Lately, whenever stock markets have appeared on edge, the solution has involved central bank intervention. Today, it was the Bank of Japan’s turn to add some stimulus to the global economy, with an ambitious program of asset purchases and monetary expansion in an attempt to stem the decades-long negative impact of deflation on the island nation’s economy. The greatest impact from the move came in Tokyo, where the Nikkei reversed an early slump to rise more than 2%. But even as European stocks slumped, the Dow Jones Industrials Average (Dow Jones Indices:.DJI) managed to take the BOJ’s move and build on it, climbing more than 55 points.

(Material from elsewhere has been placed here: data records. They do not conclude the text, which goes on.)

PR #4894, opened 2026-04-24
fix(method-override): handle Content-Type with charset parameter

### LINKED ISSUE #4892: method-override: form-based override fails when Content-Type includes charset parameter

4.12.15

The bug is runtime-agnostic, but I encountered it on: Cloudflare Workers

When a request to a `method-override` middleware has a `Content-Type` header with a charset parameter (e.g. `application/x-www-form-urlencoded;charset=UTF-8`), the method override does **not** take effect and the request is handled as the original POST.

This is the Content-Type that the Fetch API automatically sets when a `URLSearchParams` instance is passed as the request body. It is also the default for libraries such as [Hotwired Turbo](https://turbo.hotwired.dev/), which is how I originally hit this.

### Minimal reproduction

```ts
import { Hono } from 'hono'
import { methodOverride } from 'hono/method-override'

const app = new Hono()
app.use('/posts', methodOverride({ app }))
app.delete('/posts', (c) => c.text('deleted'))

const body = new URLSearchParams()
body.append('_method', 'DELETE')

// Note: no explicit Content-Type header — fetch/Request sets
// `application/x-www-form-urlencoded;charset=UTF-8` automatically
// when the body is a URLSearchParams instance.
const res = await app.request('/posts', {
  method: 'POST',
  body,
})

console.log(res.status) // 404 (expected 200)
```

The form-based override should fire for any `Content-Type` whose media type is `application/x-www-form-urlencoded`, regardless of parameters like `charset`. The request above should be routed to the DELETE handler and return 200.

### What do you see instead?

The override does not fire. The request is handled as the original POST. In the repro above, since there is no POST handler for `/posts`, the request falls through to a 404.

### Root cause

In [`src/middleware/method-override/index.ts`](https://github.com/honojs/hono/blob/main/src/middleware/method-override/index.ts#L92), the URL-encoded branch uses strict string equality:

```ts
if (contentType === 'application/x-www-form-urlencoded') {
```

So `application/x-www-form-urlencoded;charset=UTF-8` fails the check.

The `multipart/form-data` branch in the same function (line 74) already uses `startsWith`, and the rest of the codebase consistently tolerates media-type parameters:

- [`src/utils/body.ts` L105](https://github.com/honojs/hono/blob/main/src/utils/body.ts#L105) uses `contentType?.startsWith('application/x-www-form-urlencoded')`
- [`src/validator/validator.ts` L26](https://github.com/honojs/hono/blob/main/src/validator/validator.ts#L26) uses a regex that accepts parameters
- [`src/middleware/csrf/index.ts` L30](https://github.com/honojs/hono/blob/main/src/middleware/csrf/index.ts#L30) uses a regex that accepts parameters

The same class of bug was previously fixed in the validator middleware in #3297 (`URL Encoded Data could not be validated if the Content-Type included charset`).

### Proposed fix

Change line 92 to `startsWith`, matching the multipart branch above it and `utils/body.ts`:

```ts
if (contentType?.startsWith('application/x-www-form-urlencoded')) {
```

I would be happy to open a PR with this fix and tests if this makes sense.

mixelburg:
Fixes #4892

The `method-override` middleware checked Content-Type with an exact match (`=== 'application/x-www-form-urlencoded'`), but browsers and libraries like Hotwired Turbo automatically append a charset (e.g. `application/x-www-form-urlencoded;charset=UTF-8`) when sending URLSearchParams as the request body.

Changed to `startsWith` to match the pattern already used for `multipart/form-data`.

### DIFF
--- a/src/middleware/method-override/index.test.ts
+++ b/src/middleware/method-override/index.test.ts
@@ -95,6 +95,23 @@ describe('Method Override Middleware', () => {
         expect(data.contentType).toBe('application/x-www-form-urlencoded')
       })
 
+      it('Should override POST to DELETE - with charset in Content-Type', async () => {
+        const params = new URLSearchParams()
+        params.append('message', 'Hello')
+        params.append('_method', 'DELETE')
+        const res = await app.request('/posts', {
+          body: params,
+          headers: {
+            'Content-Type': 'application/x-www-form-urlencoded;charset=UTF-8',
+          },
+          method: 'POST',
+        })
+        expect(res.status).toBe(200)
+        const data = await res.json()
+        expect(data.method).toBe('DELETE')
+        expect(data.message).toBe('Hello')
+      })
+
       it('Should override POST to PATCH - not found', async () => {
         const form = new FormData()
         form.append('message', 'Hello')
--- a/src/middleware/method-override/index.ts
+++ b/src/middleware/method-override/index.ts
@@ -89,7 +89,7 @@ export const methodOverride = (options: MethodOverrideOptions): MiddlewareHandle
         }
       }
       // Content-Type is `application/x-www-form-urlencoded`
-      if (contentType === 'application/x-www-form-urlencoded') {
+      if (contentType?.startsWith('application/x-www-form-urlencoded')) {
         const params = await parseBody<Record<string, string>>(clonedRequest)
         const method = params[methodFormName]
         if (method) {


mast1ff:
Thanks for picking this up @mixelburg. For the record, I had explicitly mentioned in #4892 that I'd be happy to open a PR with the fix and tests, so it would have been nice to be given a chance to do so — but the fix itself looks correct and matches what I outlined in the issue.

One small suggestion: the added test only covers `application/x-www-form-urlencoded;charset=UTF-8` (no space after `;`). It might be worth adding a case with a space (`application/x-www-form-urlencoded; charset=UTF-8`) since RFC 7231 allows whitespace before parameters, and some clients send it that way. The `startsWith` check covers both, so it's just a matter of pinning down the behavior with a regression test.

yusukebe (approved):
LGTM!

yusukebe:
@mixelburg Thank you.

@mast1ff I think just adding the minimal test is okay. This looks good to me. I don't know @mixelburg referred your code, but I'll add you as a co-author. Thanks.

mast1ff:
Thanks @yusukebe, really appreciate the co-author credit and the thoughtful handling. Glad I could contribute to Hono — looking forward to using it (and contributing more) in the future 🙏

International Business Machines Corp. (NYSE:IBM), though, fell 0.6%, which made it the biggest loser in the Dow on a percentage basis. As numerous Fool contributors have noted earlier today, Oracle Corporation (NASDAQ:ORCL) scored a big win in its challenge to International Business Machines Corp. (NYSE:IBM)’s strategy of dominating the Big Data market, when a study showed that Oracle Corporation (NASDAQ:ORCL)’s technology performed better than International Business Machines Corp. (NYSE:IBM)’s. As troubling as that is for Big Blue, it ordinarily wouldn’t have a big impact on the broader stock market. But because International Business Machines Corp. (NYSE:IBM)’s share price is so high, it has a disproportionately heavy weighting in the price-weighted Dow Jones Industrials Average (Dow Jones Indices:.DJI). As a result, if International Business Machines Corp. (NYSE:IBM) can’t resolve its problems, a stock decline could make it very hard for the Dow to advance overall.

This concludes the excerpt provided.